Your suggestion about a warning for Windows downloads seems appropriate. I'm not sure how much more than that needs to be done, though.

They way I understand Geremy's suggestion is to just include a wrapper for OpenSSL, so that's fine. The PEP should include a mention of the above to argue against putting e.g. pycrypto into the stdlib (not because it's poor software, much to the contrary, only because it causes lots of problems for our users and the developers).

I'll add mention of the concern over export laws, but it's probably not feasible to get similar security properties out of any reimplementation that could be crafted in a reasonable time anyway.

As a note, I intend to have prototype code ready at approximately the same time as the PEP, so, time permitting, you should be able to play with this before too long.

Geremy Condra

merwok commented 14 years ago

Geremy, could you kindly give a status update? Thanks

e3cd80c0-0d1c-412a-b4b4-5e542ba3ba75 commented 14 years ago

On Thu, Aug 26, 2010 at 3:49 PM, Éric Araujo \report@bugs.python.org\ wrote:

Éric Araujo \merwok@netwok.org\ added the comment:

Geremy, could you kindly give a status update? Thanks

The block and stream cipher parts of the library (RC4, AES, and DES) are functionally complete. I'm putting the finishing touches on envelope encryption this week, but would greatly appreciate assistance in demonstrating the library's capabilities- one person is helping with AES encryption in ziplib, but other examples would be very helpful.

Geremy Condra

merwok commented 14 years ago

Thanks for the reply, the situation looks good!

I’m an interested outsider with practically no knowledge of encryption except from a high-level GPG user viewpoint, so I can’t help with tests, but I could give a hand to documentation.

b993299a-f990-4540-b708-2c574aa9e4db commented 14 years ago

May I recommend using libtomcrypt instead of openssl because of the advertising problem outlined here?

http://bugs.python.org/issue9119

In my opinion, libtomcrypt is easier to use and cleaner. It compiles on Windows without requiring Perl, and is free of the advertising clause in OpenSSL since it is public domain.

http://libtom.org/?page=features&newsitems=5&whatfile=crypt

pitrou commented 14 years ago

May I recommend using libtomcrypt instead of openssl because of the advertising problem outlined here?

Changing libraries because of an "advertising problem" doesn't sound reasonable. The latter is much more easily solved than the former.

Besides, libtomcrypt doesn't seem to provide SSL or TLS support (at least the Web page you linked to doesn't say so), so OpenSSL would still be needed for the ssl module.

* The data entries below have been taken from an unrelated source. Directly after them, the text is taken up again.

PR #639, opened 2023-12-15
Closes #630: Rotated nodes don't show linear gradients properly

### LINKED ISSUE #630: Rotated nodes don't show linear gradients properly
Nodes in Figma with a linear gradient background that are also rotated don't show the gradient properly. This is probably an issue for nodes with other types of backgrounds also. The new layout system calculates layout after transformations, whereas the old layout system calculated layout after transformations, so we probably need to account for that.

rylin8:
When getting the brush to render the background of a node, use same size as the one used when rendering the node. Consolidate the code that calculates this size into a function in Utils. This ensures that the linear gradient parameters specified in Figma match the node size. This also fixes an issue with angular gradients that regressed in the "Vector rendering" test, and can be seen in the new render example image.

Update serialized file version, dcf files, and images of tests that have changed.


rylin8:
This is targeted on another PR since they are somewhat related and I'd like them to get in at the same time. https://github.com/google/automotive-design-compose/pull/602

designcompose/src/main/java/com/android/designcompose/Utils.kt
```diff
@@ -1245,6 +1245,22 @@ internal fun StrokeWeight.right(): Float {
 internal fun ViewStyle.isAutoWidthText() =
     width is Dimension.Auto && horizontal_sizing !is LayoutSizing.FILL
 
+internal fun getNodeRenderSize(
```
iamralpht, line 1248: Can you add a comment documenting the different scenarios here? I wasn't sure what all the cases were that `getRect` was handling previously were, and it took me a while to find the regressions when I changed it. (I was animating the layout size, and was surprised when some elements didn't animate).

rylin8: Done

iamralpht (approved):

iamralpht (approved):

8726d1eb-a365-45b6-b81d-c75988975e5a commented 14 years ago

How about nss? As a bonus, this would also avoid making more work for Fedora (\http://fedoraproject.org/wiki/FedoraCryptoConsolidation\).

pitrou commented 14 years ago

How about nss? As a bonus, this would also avoid making more work for Fedora (\http://fedoraproject.org/wiki/FedoraCryptoConsolidation\).

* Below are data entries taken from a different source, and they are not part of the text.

Issue #65, opened 2023-05-18
Add NetworkAccess field to the Figma Plugin manifest


timothyfroehlich:
https://www.figma.com/plugin-docs/manifest/#networkaccess

According to Figma's announcement about it:

>This field allows you to specify the domains your plugins and widgets need access to, and we’ll surface this information on your resource’s community page. Resources that add this field to their manifest.json will either say “No,” “Restricted,” or “Unrestricted” network access on their community pages, while resources that don’t use this field will say “Unknown network access” 

>Limiting network access in this way to just the domains that are needed for your plugin or widget to work should increase the likelihood that more security-conscious users and organization admins will trust and use your resource. This is especially important for organizations that have [approved lists for plugins and widgets](https://help.figma.com/hc/en-us/articles/4420945686807-Approve-organization-widgets), which require admin approval before their organization members can only use plugins and widgets, and in particular many organization admins are especially interested in knowing if and how plugins and widgets access the network when determining whether to approve them for use.

This seems like a good idea to add.

PR #641, opened 2023-12-17
support-figma: add allowlisted domains for Figma plugins

jessesomerville:
This change defines the `networkAccess` field in the Figma plugin and widget's `manifest.json` files. This will prevent cross-origin requests to domains not matched by any item in the `allowedDomains` field and will update their Community pages to reflect that network access restrictions are in place (as opposed to "Unknown network access").

There are currently only two cross-origin requests being made. The first fetches the [figma-plugin-ds](https://github.com/thomas-lowry/figma-plugin-ds) stylesheet and the other(s) are made by the stylesheet in an attempt to load some Inter fonts from rsms.me using `@font-face`.

Figma pre-loads Inter for plugins to use making it unnecessary to fetch them again so I've intentionally excluded those domains from the allow-list. There are a few errors that show up in the dev console due to the CSP blocking the requests to fetch the fonts, but those can be safely ignored[^1].

I also added a section in the README's that calls out the network access restrictions.  The other changes were all formatting fixes applied by Prettier.

Fixes google/automotive-design-compose#65

[^1]: Technically only the Regular and Bold styles are being pre-loaded, but Figma appends `https://static.figma.com/webfont/` to the `font-src` directive in the CSP and the rest of the font family can be fetched from there if need be. This isn't officially documented anywhere as far as I can tell so it's probably better to just expand the allowlist if other fonts are needed.

### DIFF
--- a/support-figma/auto-content-preview-widget/README.md
+++ b/support-figma/auto-content-preview-widget/README.md
@@ -41,10 +41,25 @@ We recommend writing TypeScript code using Visual Studio code:
 That's it! Visual Studio Code will regenerate the JavaScript file every time you save.
 
 ## Adding the widget to Figma
+
 To add the development version of the widget, you need to be running the Figma desktop application on a Windows or MacOS machine.
 
-* In a doc, right-click and open the widget menu.
-* Select "Development"
-* Select "Import widget from manifest"
-* Navigate to your `manifest.json` and press OK.
-* Once you've done this once, the widget will be available directly in the "Development" menu option.
+- In a doc, right-click and open the widget menu.
+- Select "Development"
+- Select "Import widget from manifest"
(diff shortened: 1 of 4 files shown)


rylin8:
Is the target branch for this correct? I expect it to be [main](https://github.com/google/automotive-design-compose/tree/main) -- not sure why it says google:main

timothyfroehlich:
It is. It's because he had created his own fork of the repo to work on and to submit the change from. It's a normal GitHub workflow for external contributors: https://docs.github.com/en/get-started/exploring-projects-on-github/contributing-to-a-project

rylin8:
LGTM, thanks for doing this!

rylin8 (approved):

Well, similar question: what will it bring and who will do the work? :) (Fedora perhaps?)

davidmalcolm commented 14 years ago

On Fri, 2010-09-17 at 23:11 +0000, Antoine Pitrou wrote:

Antoine Pitrou \pitrou@free.fr\ added the comment:

> How about nss? As a bonus, this would also avoid making more work for > Fedora (\http://fedoraproject.org/wiki/FedoraCryptoConsolidation\).

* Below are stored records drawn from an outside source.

PR #671, opened 2023-12-28
Update AGP to 8.3.0-beta01

timothyfroehlich:
This will require the installation of the Android Studio Iguana Beta build


rylin8:
Does that mean I can't update through the Android Studio UI flow, and have to manually download?

timothyfroehlich:
Yes. You can start the update flow and it'll send you to the site. 

The good news is that the automatic update flow should work (it's only supposed to force a new install when upgrading from one release channel (canary/beta/stable) to another) and the Beta channel doesn't update that often.

rylin8:
What is the goal of this change? To get something more stable?

timothyfroehlich:
> What is the goal of this change? To get something more stable?

1. To stay up to date with the latest bug fixes and security updates for a pre-release of a dependency (the dependency being AGP).
2. The current committed version of AGP is incompatible with currently available builds of Android Studio. The beta release of AGP that we are upgrading to is compatible with the current beta build of Android Studio Iguana.

Reminder that we made the decision to go to the Canary version of AGP last year to take advantage of bug fixes and new features that are used in our Gradle plugin.

rylin8 (approved):
FYI I was able to build/run this without an Android Studio upgrade, 2023.2.1 Canary 18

Well, similar question: what will it bring and who will do the work? :) (Fedora perhaps?)

Possibly me - if you'll take my patches :)

8726d1eb-a365-45b6-b81d-c75988975e5a commented 14 years ago

What it will bring: APIs which aren't absolutely insane; full SSL support; RSA, DSA, ECDSA, Diffie-Hellman, EC Diffie-Hellman, AES, Triple DES, DES, RC2, RC4, SHA-1, SHA-256, SHA-384, SHA-512, MD2, MD5, HMAC: Common cryptographic algorithms used in public-key and symmetric-key cryptography; simplified FIPS 140 validation; better licensing (MPL).

I'm interested in stuff based on nss, but I definitely won't promise to do the work. Fortunately dmalcolm seems to be on top of that. :)

davidmalcolm commented 14 years ago

I should note that I can't touch anything to do with Elliptic Curve crypto. I don't know if I can comment on the reasons for that.